CBD has a broad range of medical benefits from pain relief to treating certain psychiatric disorders like depression and anxiety. It can be ingested, smoked, or applied topically. The average dose of CBD ranges widely from 25 to 1,500 mgs. It is best to start with a low dose and increase according to symptom relief.
CBD does not alter the natural sleep-wake pattern of healthy people, unlike traditional medications for anxiety and depression, according to an NCCIH study. That means CBD may help regulate the body’s circadian rhythms similar to melatonin.
Unlike melatonin, CBD is not a dietary supplement according to the FDA. It is illegal to market CBD as such. It is also illegal to market it as food, reports the FDA. The only FDA-approved CBD derived drug, Epidolex, treats rare and severe forms of epilepsy.
Just like with melatonin, it is best to buy CBD from trustworthy brands that are independently verified for quality and safety. It’s important to review the product’s label and lab results.

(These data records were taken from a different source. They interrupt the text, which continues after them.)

PR #146, opened 2022-03-29
Implemented default revive handler

Punikekk:


Pablete1234 (commented):
The current state of `RepairAPI` is probably not ready for this to be properly adopted

The current `getAvailableRepairOptions` is int-based while the new thing is enum based

Should probably include a `RepairAPI#isAvailable(RespawnOption option)` and `Collection<RespawnOption> RepairAPI#getAvailable()` for this to make sense

The code is ok tho

src/main/java/com/github/manolo8/darkbot/core/utils/ByteUtils.java
```diff
@@ -222,5 +226,42 @@ public void resetCache() {
...
+        @Override
+        public long searchClassClosure(Predicate<Long> pattern) {
+            long mainAddress = botInstaller.mainApplicationAddress.get();
+            if (mainAddress == 0) return 0;
+
+            long table = Main.API.readMemoryLong(mainAddress, 0x10, 0x10, 0x18, 0x10, 0x28);
+            int capacity = Main.API.readMemoryInt(table + 8) * 8;
+
+            if (tableData.length < capacity) {
+                tableData = new byte[capacity];
```
Pablete1234, line 244: We're allocating a table of arbitrary size, this is generally a pretty bad idea

The mem-read could return a random value that we cannot fullfil, causing an out of mem exception directly
Also, this table is not cleared after 750ms, it is only *replaced* after 750ms if anything happens to re-request it, but if nothing asks for this table again it will just stay there forever taking up however much memory it required

Pablete1234 (changes requested):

The valerian plant blooms white and pink flowers. Its roots were used since ancient times to promote relaxation and sleep, according to Healthline.
The valerian root is typically consumed as a tea, capsule, or extract. The typical dose is 400 to 900 mgs when extracted, or 2 to 3 grams of dried root steeped in hot water.

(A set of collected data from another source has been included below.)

PR #147, opened 2022-03-29
Fixes some after jump desyncs

Punikekk:


src/main/java/com/github/manolo8/darkbot/core/manager/HeroManager.java
```diff
@@ -141,6 +141,13 @@ public void update(long address) {
         pet.update(API.readMemoryLong(address + 176));
         clickable.setRadius(0);
         id = API.readMemoryInt(address + 56);
+
+        if (locationInfo.isInitialized()) {
+            locationInfo.update();
+
+            drive.directStop();
+            drive.directStop();
+        }
```
Pablete1234, line 150: This is atm assuming that an update to the address, means a map jump, which isn't always the case

i believe this code should run a few MS after map jump, *if* the ship is not being moved (if a plugin/feature is already moving the ship then this desync isn't relevant)

So just consider saving a lastMapChange time, and if it's been 500ms since last map change, reset it to -1 and if the ship isn't moving call direct stop (to make the ship fly back to the current location client-side)

Pablete1234:
I believe this has became irrelevant with the changes in #157

PR #149, opened 2022-04-06
fix to open in current darkbot folder & auction regex match too long

anjeshshrestha:


src/main/java/com/github/manolo8/darkbot/backpage/AuctionManager.java
```diff
@@ -64,8 +67,12 @@ public boolean bidItem(AuctionItems auctionItem, double amount) {
...
 
     private boolean handleResponse(String type, String id, String response) {
-        boolean failed = response.contains("icon = 'error';");
-        System.out.println(type + " (" + id + ") " + (failed ? "failed" : "succeeded") + " : " + (failed ? response.substring(0, response.indexOf("function showHelp()")) : ""));
-        return !failed;
+        Matcher m = AUCTION_ERROR_PATTERN.matcher(response);
+        boolean valid = false;
+        if (m.find()) {
+            valid = !m.group(2).contains("error");
+            System.out.println(type + " (" + id + ") " + (valid ? "succeeded" : "failed") + " : " + m.group(1));
```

Researchers popularly study valerian for its interaction with gamma-aminobutyric acid (GABA). GABA is a neurotransmitter, meaning it carries messages from the brain to the nervous system. Anxiety and poor sleep are linked to low GABA levels caused by chronic stress, according to the journal Frontiers in Psychology.

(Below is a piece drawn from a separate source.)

PR #151, opened 2022-04-10
Added add support for new PetAPI 

m9w:
Implementing event added in MR of API: https://github.com/darkbot-reloaded/DarkBotAPI/pull/31
**This MR can be applied only when API was updated and was built new Release with updated dependency.**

In fact, a study published in 1999 found valerenic acid inhibits the breakdown of GABA in the brain, producing a calming effect. Furthermore the study observed that certain antioxidants found in valerian may limit excessive activity in the amygdala — the part of the brain responsible for processing fear and stress. Simply put, valerian may improve the body’s response to stress.
When used as directed, valerian may improve the time it takes to fall asleep, as well as the quality of sleep, without affecting mental or physical alertness in the morning, according to a 1999 clinical trial.
The FDA currently regulates valerian as a dietary supplement, like it does melatonin. It is important to buy valerian root from trustworthy sources. Like with all herbs and supplements, valerian is less regulated than medications.
Valerian root is shown to be fairly safe for most people and side effects are uncommon. In a few cases, people report headaches, dizziness, or stomach pain.
It is not advised to use valerian root alongside alcohol or sedatives or anti-anxiety medications because it may increase depressant effects.
What is the Best Natural Sleep Aid?
Everyone reacts differently to medications, food, and supplements. While some love peanut butter sandwiches, others are deathly allergic to peanuts. The effectiveness of a natural sleep aid is dependent on the person.
Natural sleep aids should be considered a treatment — not a cure – for poor sleep. Everyone has nights they can not get to bed. But chronic insomnia may be an underlying symptom. It is important to first evaluate the reasons for poor sleep before choosing a sleep aid.
Certain medications may also interfere with sleep quality. Conditions like depression, cancer, and heart disease can cause poor sleep.
Sometimes the key to healthy sleep is simply healthy sleeping habits. A change in lifestyle — like taking less naps, waking up earlier, or eating healthier– may be all that’s needed for better sleep.
Other times, a natural sleep aid can also be helpful. They are a great option for people looking for occasional help sleeping and those who do not want to take a prescription medication.
As more Americans look for sleep aid alternatives to medication, maybe the FDA and federal government will start to recognize the medical benefits of many herbs and supplements.